Could explain the twisted looks on peoples faces this morning at work....then again that could be just normal monday morning behavior too. I don't know. Any way....

There ya have it. So anyone going to Bayleys in the next week or so may want to steer clear of site C30...... Way clear....

Word....

Eric


----------



## Nathan (Jan 2, 2007)

Perhaps it's time to upgrade?


----------



## Collinsfam_WY (Nov 9, 2006)

Holy smokes! Awful smell - sure am sorry that happened to you guys. Grandad always told me that tomato juice works well for removing the smell - I have no idea how or why.

-CC


----------



## Rubrhammer (Nov 27, 2006)

Maybe it was a GM skunk?







Just kidding really. That had to be awfull. Good thing you weren't staying longer.
Bob


----------



## watervalleykampers (Jan 16, 2007)

If the truck & the OB still have that skunk smell lingering, try putting bowls of fresh coffee grounds inside them. The coffee absorbs the smell for some reason. We had to do this once in our previous home when a skunk sprayed the garbage bin in the alley behind the house, and it worked like a charm!

Cheryl


----------



## egregg57 (Feb 13, 2006)

Near as I can figure one of two things happened. I am going with the first.

1.The skunk turned, or happened to see the Chevy Suburban and Chevy 2500 HD parked in the site across from mine, freaked out, lost control and sprayed my truck or...

2. Saw the reflection of the Chevy suburban and Chevy 2500 HD in the bumper of my Blue Oval and sprayed the truck.

Either way.......


----------



## Rob_G (Feb 16, 2006)

Never heard of anyone washing the TV with tomato juice. let me know how that works out for ya!


----------



## Northern Wind (Nov 21, 2006)

Rob_G said:


> Never heard of anyone washing the TV with tomato juice. let me know how that works out for ya!

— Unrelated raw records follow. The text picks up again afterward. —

PR #633, opened 2023-03-22
Ericbrehault/sc 4607/move from search to find

ebrehault:


libs/sdk-core/src/lib/db/search/search.ts
```diff
@@ -2,6 +2,45 @@ import { catchError, map, of, tap } from 'rxjs';
...
+  params['features'] = features;
+  const { inTitleOnly, ...others } = options || {};
+  if (inTitleOnly) {
+    params['fields'] = ['a/title'];
+  }
+
+  params['shards'] = nuclia.currentShards?.[kbid] || [];
+
+  const searchMethod = useGet
+    ? nuclia.rest.get<Search.FindResults | { detail: string }>(`${path}/find?${serialize(params, others)}`)
```
mpellerin42, line 29: I feel like it would worth having a model `ErrorResponse` for this `{ detail: string }`, because it's actually common for all the endpoints, don't you think?

libs/sdk-core/src/lib/db/search/chat.ts
```diff
@@ -0,0 +1,39 @@
...
+        const sourcesData = data.slice(4, sourcesLength + 4);
+        sources = JSON.parse(atob(new TextDecoder().decode(sourcesData.buffer)));
+      }
+      if (sources && data.length > sourcesLength + 4) {
+        text = new TextDecoder().decode(data.slice(sourcesLength + 4).buffer);
+        end = text.includes(END_OF_STREAM);
+        if (end) {
+          text = text.split(END_OF_STREAM)[0];
+        }
+      }
```
mpellerin42: it would be clearer if you added some comments to this algo. This check of `data.length > 4` or `data.length > sourcesLength + 4` is quite cryptic

libs/sdk-core/src/lib/rest/rest.ts
```diff
@@ -148,4 +148,41 @@ export class Rest implements IRest {
...
+    return new Observable<Uint8Array>((observer) => {
+      fetch(path, { method: 'POST', headers: this.getHeaders('POST', path), body: JSON.stringify(body) }).then(
+        (res) => {
+          const reader = res.body?.getReader();
+          if (!reader) {
+            observer.next(new Uint8Array());
+            observer.complete();
+          } else {
+            let data = new Uint8Array();
+            const readMore = () => {
```
mpellerin42, line 163: why did you create this function? why not directly running the code it contains?

libs/search-widget/src/core/utils.ts
```diff
@@ -208,6 +208,27 @@ export function mapSmartParagraph2WidgetParagraph(paragraph: Search.FindParagrap
   } as WidgetParagraph;
 }
 
+export function mapParagraph2SmartParagraph(paragraph: Search.Paragraph): Search.FindParagraph {
```
mpellerin42, line 211: is this function coming from somewhere else? if so we should delete the code from the other place to avoid duplicated code.

libs/common/src/assets/i18n/en.json
```diff
@@ -687,6 +687,8 @@
 	"stash.valid_emails_label": "Emails",
 	"stash.view_edit_service_access": "View / Edit existing Service Access",
 	"stash.widgets": "Widgets",
+	"stash.widgets.answers": "Answer generation",
+	"stash.widgets.answers.help": "Generate answer to user questions and allow to chat with the system",
```
mpellerin42, line 691: `Generate answer to user questions` seems weird, no ? Did you mean `Generate answer from user questions` ?

libs/search-widget/src/components/answer/Answer.svelte
```diff
@@ -0,0 +1,37 @@
...
+    </div>
+    <Expander>
+      <h3
+        class="title-xs"
+        slot="header">
+        {$_('answer.sources')}
+      </h3>
+      <div class="results">
+        {#each sources as result}
+          <Tile {result} />
```
operramon, line 28: The sources tiles are displayed always as text tiles. Is this expected ?

libs/sdk-core/src/lib/db/search/search.ts
ebrehault: Right, we will do that after this refactoring.

libs/sdk-core/src/lib/rest/rest.ts
ebrehault: because this function calls itself recursively

libs/search-widget/src/core/utils.ts
ebrehault: no, I did it myself, I did not copy, I swear

libs/search-widget/src/components/answer/Answer.svelte
ebrehault: Not always but yes in many case (when the best paragraph is coming from the title).
Fixed.

libs/sdk-core/src/lib/rest/rest.ts
mpellerin42: right, I missed one call

libs/search-widget/src/widgets/search-widget/SearchResults.svelte
```diff
@@ -55,6 +55,7 @@
     }
     loadFonts();
     loadSvgSprite().subscribe((sprite) => (svgSprite = sprite));
+    entityRelations.subscribe((en) => console.log(en));
```
mpellerin42, line 58: did you forget something here?

libs/search-widget/src/components/answer/Chat.scss
```diff
@@ -51,6 +51,9 @@
       grid-template-columns: var(--rhythm-10) auto var(--rhythm-10);
       margin: auto 0 var(--rhythm-4) 0;
     }
+    .answer {
+      width: calc(var(--resource-modal-width-md, fit-content) - var(--rhythm-10) - var(--rhythm-16));
```
mpellerin42, line 55: this is super weird: `fit-content` is there for to fit the content of the div, so substracting a value to it would probably make the width too small… Also, the variable `--resource-modal-width-md` is meant to be used on modals, but as far as I know the chat is like a tile, so it is fullscreen when expanded, no?

libs/search-widget/src/core/stores/effects.ts
```diff
@@ -123,26 +123,23 @@ export function initAnswer() {
...
         filter((answer) => !!answer),
         map((answer) => (answer as Chat.Answer).text),
         distinctUntilChanged(),
-        switchMap((answer) =>
-          isSpeechOn.pipe(
-            filter((on) => on),
-            map(() => answer),
-          ),
-        ),
+        tap((answer) => console.log(answer)),
```
mpellerin42, line 142: console.log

I would be calling for a restoration service or parking the trailer on the top of the hill during the next big lightning and thunder storm!

It was almost 3 months to get the smell out of our house after one of our Collies got a full blast in the face and then rushed into tell mom what had happened! as for the Collie, it took half a case of Caesar Mix (hey its Canada we don't have tomato juice lying around) to wash the dog, and Ruth cried the whole time, I think it was because of her mix was wasted on the dog, she said it was because of the skunk smell.

Good luck.

Steve


----------



## vtxbud (Apr 4, 2009)

*"I would be calling for a restoration service or parking the trailer on the top of the hill during the next big lightning and thunder storm!"*


----------



## akdream (Mar 21, 2006)

The skunk was just marking it's territory, maybe it wanted to keep the GM's away, or maybe it works for V8 (the economy is slow, gota do what you gota do)?!?


----------



## Rubrhammer (Nov 27, 2006)

Good come backs guys. lol
Bob


----------



## Lmbevard (Mar 18, 2006)

I remember as a kid Dad driving back from a shopping trip. He had promised us that he would stop at the A&W and get us a rootbeer but on the way he hit a skunk dead on. When we came to the turn off for town, he turned the other way towards the A&W. Mom said you're not going to stop there still are you, but dad was determined. Moment we pulled in, people started rolling up windows and flipping on the red light (tells the gal to pick up the glasses and trays off of the car). By this time, mom is rolling with laughter and dad was telling her to shut up so they wouldn't know it was us. It was all us kids to do to keep a streight face. After dad ordered, they brought it out as a carry out order and asked if we would please leave. The next morning, we went to church. We would always take some of the Nuns back to their house after services. they moment they got in the car they started making faces. After mom told them the story about the skunk and A&W, they were rolling too. It took a couple of weeks for the smell to finally get out of the car.


----------



## johnp (Mar 15, 2004)

And where was Wolfie during the whole skunk affair









You know she had something to do with it somehow someway.

John


----------



## Oregon_Camper (Sep 13, 2004)

johnp said:


> And where was Wolfie during the whole skunk affair
> 
> 
> 
> ...


That is what I was thinking too...


----------



## egregg57 (Feb 13, 2006)

johnp said:


> And where was Wolfie during the whole skunk affair
> 
> 
> 
> ...


 Some how, some way.. I suspected it!.....


----------



## Nathan (Jan 2, 2007)

So Wolfie now is raising Skunks as well?!?!


----------



## Compulynx (Oct 15, 2008)

egregg57 said:


> Near as I can figure one of two things happened. I am going with the first.
> 
> 1.The skunk turned, or happened to see the Chevy Suburban and Chevy 2500 HD parked in the site across from mine, freaked out, lost control and sprayed my truck or...
> 
> ...


3. He saw the sticker on the Chevy



















C


----------



## egregg57 (Feb 13, 2006)

Compulynx said:


> Near as I can figure one of two things happened. I am going with the first.
> 
> 1.The skunk turned, or happened to see the Chevy Suburban and Chevy 2500 HD parked in the site across from mine, freaked out, lost control and sprayed my truck or...
> 
> ...


3. He saw the sticker on the Chevy



















C
[/quote]

!!! Had momentarily considered that but figured the chances were way too remote!!!


----------



## weekendwarrior (Jul 24, 2007)

egregg57 said:


> Near as I can figure one of two things happened. I am going with the first.
> 
> 1.The skunk turned, or happened to see the Chevy Suburban and Chevy 2500 HD parked in the site across from mine, freaked out, lost control and sprayed my truck or...
> 
> ...


3. He saw the sticker on the Chevy



















C
[/quote]

!!! Had momentarily considered that but figured the chances were way too remote!!!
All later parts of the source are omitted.